Source data:
******

Issue #1779, opened 2019-07-29
Implement save/saveAll for firestoreTemplate


dmitry-s:

ChengyuanZhao:
Regarding saveAll there are actually 2 cases in ReactiveCrudRepository.

- saveAll of a publisher 
- saveAll of an iterable 

The first case of the publisher I think we should just be reusing the singular save method we already have since we have no idea how long we would need to buffer the incoming entities before saving. We might as well save as we go. 

The second case I think we should be using the write(WriteRequest) batch save. 

We should do these in separate PRs. 

@dmitry-s @meltsufin  FYI

meltsufin:
I think we should use `write(WriteRequest)` in both cases. It's just that for iterable, you'll only have to make a single call. For the publisher, you would send a series of batches, each one of size 1.
It's a streaming RPC. So, it should be pretty efficient.
```
  // Streams batches of document updates and deletes, in order.
  rpc Write(stream WriteRequest) returns (stream WriteResponse) {
    option (google.api.http) = {
      post: "/v1/{database=projects/*/databases/*}/documents:write"
      body: "*"
    };
  }
```

ChengyuanZhao:
sorry if this is a dumb question, but are you saying that calling `write` with WriteRequests that have an array of only 1 document (https://cloud.google.com/firestore/docs/reference/rpc/google.firestore.v1#google.firestore.v1.WriteRequest) repeatedly is automatically very efficient?

meltsufin:
Right, I don't see a problem with that. The reason it should be efficient is because it's streaming. The fact that there's only one document in the array should not matter much. The point is that the series of `WriteRequest`s is streamed.

ChengyuanZhao:
@meltsufin  For my curiosity: what does it mean that it's "streaming" ? 
From the docs it looks like they give you back a token/id you pass back and forth with each subsequent request. They look like just regular discrete requests physically and that the "streaming" part of it is more of abstract meaning given by one of the parameters (the stream token/id) .

meltsufin:
Although the explanations are not very deep, GRPC docs describe streaming here: https://grpc.io/docs/guides/concepts/.
The idea is that backpressure is supported and there is no need for a round-trip for each request.

dzou:
I believe this is now resolved.

PR #1800, opened 2019-08-07
Firestore publisher SaveAll

ChengyuanZhao:
related #1779
saveAll for publisher input

### DIFF
--- a/spring-cloud-gcp-data-firestore/src/main/java/org/springframework/cloud/gcp/data/firestore/FirestoreReactiveOperations.java
+++ b/spring-cloud-gcp-data-firestore/src/main/java/org/springframework/cloud/gcp/data/firestore/FirestoreReactiveOperations.java
@@ -37,7 +37,7 @@ public interface FirestoreReactiveOperations {
 	<T> Mono<T> save(T instance);
 
 	/**
-	 * Saves multiple objects to Cloud Firestore. Behaves as insert only (not update).
+	 * Saves multiple objects to Cloud Firestore. Behaves as insert or update.
 	 * @param instances the objects to save.
 	 * @param <T> the type of the objects to save.
 	 * @return a flux of the instances that were saved.
--- a/spring-cloud-gcp-data-firestore/src/main/java/org/springframework/cloud/gcp/data/firestore/FirestoreReactiveOperations.java
+++ b/spring-cloud-gcp-data-firestore/src/main/java/org/springframework/cloud/gcp/data/firestore/FirestoreReactiveOperations.java
@@ -16,6 +16,7 @@
 
 package org.springframework.cloud.gcp.data.firestore;
 
+import org.reactivestreams.Publisher;
 import reactor.core.publisher.Flux;
 import reactor.core.publisher.Mono;
 
@@ -27,13 +28,21 @@ import reactor.core.publisher.Mono;
  */
 public interface FirestoreReactiveOperations {
 	/**
-	 * Saves an instance of an object to Cloud Firestore.
-	 * Behaves as update or insert.
+	 * Saves an instance of an object to Cloud Firestore. Behaves as an insert only (not
+	 * update).
 	 * @param <T> the type of the object to save.
 	 * @param instance the instance to save.
 	 * @return the instance that was saved.
 	 */
 	<T> Mono<T> save(T instance);
+
+	/**
+	 * Saves multiple objects to Cloud Firestore. Behaves as insert only (not update).
+	 * @param instances the objects to save.
+	 * @param <T> the type of the objects to save.
+	 * @return a flux of the instances that were saved.
+	 */
+	<T> Flux<T> saveAll(Publisher<T> instances);
 
 	/**
 	 * Get all the entities of the given domain type.
--- a/spring-cloud-gcp-data-firestore/src/main/java/org/springframework/cloud/gcp/data/firestore/FirestoreReactiveOperations.java
+++ b/spring-cloud-gcp-data-firestore/src/main/java/org/springframework/cloud/gcp/data/firestore/FirestoreReactiveOperations.java
@@ -37,7 +37,7 @@ public interface FirestoreReactiveOperations {
 	<T> Mono<T> save(T instance);
 
 	/**
-	 * Saves multiple objects to Cloud Firestore. Behaves as insert or update.
+	 * Saves multiple objects to Cloud Firestore. Not atomic. Behaves as insert or update.
 	 * @param instances the objects to save.
 	 * @param <T> the type of the objects to save.
 	 * @return a flux of the instances that were saved.
--- a/spring-cloud-gcp-data-firestore/src/main/java/org/springframework/cloud/gcp/data/firestore/FirestoreTemplate.java
+++ b/spring-cloud-gcp-data-firestore/src/main/java/org/springframework/cloud/gcp/data/firestore/FirestoreTemplate.java
@@ -17,6 +17,7 @@
 
 package org.springframework.cloud.gcp.data.firestore;
 
+import com.google.protobuf.ByteString;
 import java.util.Map;
 
 import com.google.cloud.firestore.PublicClassMapper;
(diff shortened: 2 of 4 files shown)


spring-cloud-gcp-data-firestore/src/main/java/org/springframework/cloud/gcp/data/firestore/FirestoreReactiveOperations.java
```diff
@@ -27,14 +28,22 @@
...
+	 * Saves an instance of an object to Cloud Firestore. Behaves as an insert only (not
+	 * update).
 	 * @param <T> the type of the object to save.
 	 * @param instance the instance to save.
 	 * @return the instance that was saved.
 	 */
 	<T> Mono<T> save(T instance);
 
+	/**
+	 * Saves multiple objects to Cloud Firestore. Behaves as insert only (not update).
```
dmitry-s: I think we should make it to work for both update and inserts.

ChengyuanZhao: done !

ChengyuanZhao:
@meltsufin @elefeint PTAL, it's now using the streaming API

spring-cloud-gcp-data-firestore/src/main/java/org/springframework/cloud/gcp/data/firestore/FirestoreTemplate.java
```diff
@@ -81,6 +92,39 @@ public FirestoreTemplate(FirestoreStub firestore, String parent) {
 		});
 	}
 
+	@Override
+	public <T> Flux<T> saveAll(Publisher<T> instances) {
+		Flux<T> input = Flux.from(instances);
+		return ObservableReactiveUtil.streamingBidirectionalCall(this::openWriteStreamObserver, input,
+				(T entity, Flux<WriteResponse> responses) -> {
+					Mono<WriteResponse> firstResponse = responses.next();
+					return firstResponse.map((WriteResponse streamIds) -> {
```
elefeint: I'd rename `streamIds` to `initialWriteResponse`.

spring-cloud-gcp-data-firestore/src/main/java/org/springframework/cloud/gcp/data/firestore/util/ObservableReactiveUtil.java
```diff
@@ -68,6 +72,21 @@ private ObservableReactiveUtil() {
 		});
 	}
 
+	public static <ResponseT, RequestT, A> Flux<ResponseT> streamingBidirectionalCall(
```
elefeint: Maybe use `T` instead of `A` to represent the actual data type; it's more conventional.

spring-cloud-gcp-data-firestore/src/main/java/org/springframework/cloud/gcp/data/firestore/util/ObservableReactiveUtil.java
```diff
@@ -68,6 +72,21 @@ private ObservableReactiveUtil() {
...
+			Function<StreamObserver<ResponseT>, StreamObserver<RequestT>> remoteCall,
+			Flux<A> inputs, BiFunction<A, Flux<ResponseT>, Mono<RequestT>> requestFunc) {
```
elefeint: I'd rename `inputs` to `entitiesToSave` or something else that more precisely reflects the purpose.

spring-cloud-gcp-data-firestore/src/main/java/org/springframework/cloud/gcp/data/firestore/FirestoreTemplate.java
```diff
@@ -81,6 +92,39 @@ public FirestoreTemplate(FirestoreStub firestore, String parent) {
...
+												.setName(this.parent + "/"
+														+ persistentEntity.collectionName() + "/"
+														+ idVal.toString())
+												.build())
+										.build())
+								.build();
+
+					});
+				})
+				.filter(response -> response.getWriteResultsCount() > 0).thenMany(input);
```
meltsufin: What is this doing? Is it basically ignoring the flux of responses, and just emitting the input flux?
What's the point of doing filter then?
If you we don't want to transform `WriteResponse`s to something meaningful just yet, then maybe just return a `Flux<Integer>`, which would just be the flux of `response.getWriteResultsCount()` from all responses.

spring-cloud-gcp-data-firestore/src/main/java/org/springframework/cloud/gcp/data/firestore/util/ObservableReactiveUtil.java
```diff
@@ -68,6 +72,21 @@ private ObservableReactiveUtil() {
...
+
+		AtomicReference<StreamObserver<RequestT>> requestObserver = new AtomicReference<>();
+		Flux<ResponseT> responses = (Flux<ResponseT>) streamingCall(
+				obs -> requestObserver.set(remoteCall.apply((StreamObserver<ResponseT>) obs))).cache();
+
+		return inputs
+				.flatMap((A input) -> requestFunc.apply(input, responses)
+						.doOnNext(request -> requestObserver.get().onNext(request)))
+				.doOnComplete(() -> requestObserver.get().onCompleted())
+				.thenMany(responses);
```
meltsufin: I think this causes the two direction not to be asynchronous.
If I'm reading this correctly, you will not emit any responses until the requests stream is completed.

spring-cloud-gcp-data-firestore/src/main/java/org/springframework/cloud/gcp/data/firestore/FirestoreTemplate.java
ChengyuanZhao: The return type is dictated by the reactive crud repo interface we ultimately support.

The chaining is absolutely necessary as it causes the earlier steps of the chain to actually execute.

spring-cloud-gcp-data-firestore/src/main/java/org/springframework/cloud/gcp/data/firestore/util/ObservableReactiveUtil.java
ChengyuanZhao: This is actually exactly the point.

Otherwise you will return before the final write has taken effect.

You still gain benefits because you are never blocked .the waiting is handled by the stream's own thread.

You absolutely must wait until the final write confirmation if you want strong consistency. Otherwise you have dirty eventual consistency like data store.

spring-cloud-gcp-data-firestore/src/main/java/org/springframework/cloud/gcp/data/firestore/FirestoreTemplate.java
ChengyuanZhao: The filter is how we distinguish write confirmations from other misc replies.

Only write confirmations fill that condition.

ChengyuanZhao: @meltsufin

spring-cloud-gcp-data-firestore/src/main/java/org/springframework/cloud/gcp/data/firestore/util/ObservableReactiveUtil.java
ChengyuanZhao: Of course I could be mistaken :D

spring-cloud-gcp-data-firestore/src/main/java/org/springframework/cloud/gcp/data/firestore/FirestoreTemplate.java
meltsufin: Maybe I don't understand `thenMany()` correctly, but it seems to me regardless of what happens with the response flux, as soon as it completes, the whole input flux is emitted. Am I missing something?

spring-cloud-gcp-data-firestore/src/main/java/org/springframework/cloud/gcp/data/firestore/util/ObservableReactiveUtil.java
meltsufin: Why couldn't you wait for the response flux to complete to make sure that all writes happened? The point is that you should be able to be notified that the first write has completed before the last write has completed or even published. That would be asynchronous.

meltsufin: https://github.com/spring-cloud/spring-cloud-gcp/issues/1813

spring-cloud-gcp-data-firestore/src/main/java/org/springframework/cloud/gcp/data/firestore/FirestoreTemplate.java
elefeint: Actually, that's right; I missed this. The response we need to filter out is the first one, so filtering it out won't affect when the Flux completes.
As far as whether to stream the output -- if Firestore sends back a stream of individual update statuses, then I agree with Mike that we should return the dynamic flux to the end user, who is then free to apply chaining operations like `thenMany`. But I am not sure how to interpret Firestore docs -- will the response actually be a stream of per-write responses, or will there be one WriteResponse containing an array of write statuses?

elefeint: Never mind the last part; I see that it's done on each signal from request flux.

spring-cloud-gcp-data-firestore/src/main/java/org/springframework/cloud/gcp/data/firestore/FirestoreTemplate.java
```diff
@@ -115,4 +137,43 @@ public FirestoreTemplate(FirestoreStub firestore, String parent) {
...
+		WriteRequest openStreamRequest = WriteRequest.newBuilder().setDatabase(this.databasePath).build();
+		StreamObserver<WriteRequest> requestStreamObserver = this.firestore.write(obs);
+		requestStreamObserver.onNext(openStreamRequest);
+		return requestStreamObserver;
+	}
+
+	private <T> Mono<WriteRequest> writeEntityStream(T entity, Flux<WriteResponse> responses) {
+		Mono<WriteResponse> firstResponse = responses.next();
+		return firstResponse.map(
+			initialResponse -> buildWriteRequest(initialResponse.getStreamId(), initialResponse.getStreamToken(), entity));
```
elefeint: `buildResourceName()` should not be done for every entity; it should be moved up to the top level where entity type is known. But it was awkward to drag the name through several method signatures, and this will get refactored again anyway.

spring-cloud-gcp-data-firestore/src/main/java/org/springframework/cloud/gcp/data/firestore/FirestoreTemplate.java
```diff
@@ -81,6 +93,16 @@ public FirestoreTemplate(FirestoreStub firestore, String parent) {
...
 	}
 
+	@Override
+	public <T> Flux<T> saveAll(Publisher<T> instances) {
+		Flux<T> input = Flux.from(instances);
+		return ObservableReactiveUtil.streamingBidirectionalCall(
+			this::openWriteStream,
+			input,
+			this::writeEntityStream
+		).filter(response -> response.getWriteResultsCount() > 0).thenMany(input);
```
elefeint: I kept the filter because it's in scope for the follow up issue #1813.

******

What is required: From the entries above, copy out every line where the string "thenMany" appears.

Output for this exercise:
+				.filter(response -> response.getWriteResultsCount() > 0).thenMany(input);
+				.thenMany(responses);
meltsufin: Maybe I don't understand `thenMany()` correctly, but it seems to me regardless of what happens with the response flux, as soon as it completes, the whole input flux is emitted. Am I missing something?
As far as whether to stream the output -- if Firestore sends back a stream of individual update statuses, then I agree with Mike that we should return the dynamic flux to the end user, who is then free to apply chaining operations like `thenMany`. But I am not sure how to interpret Firestore docs -- will the response actually be a stream of per-write responses, or will there be one WriteResponse containing an array of write statuses?
+		).filter(response -> response.getWriteResultsCount() > 0).thenMany(input);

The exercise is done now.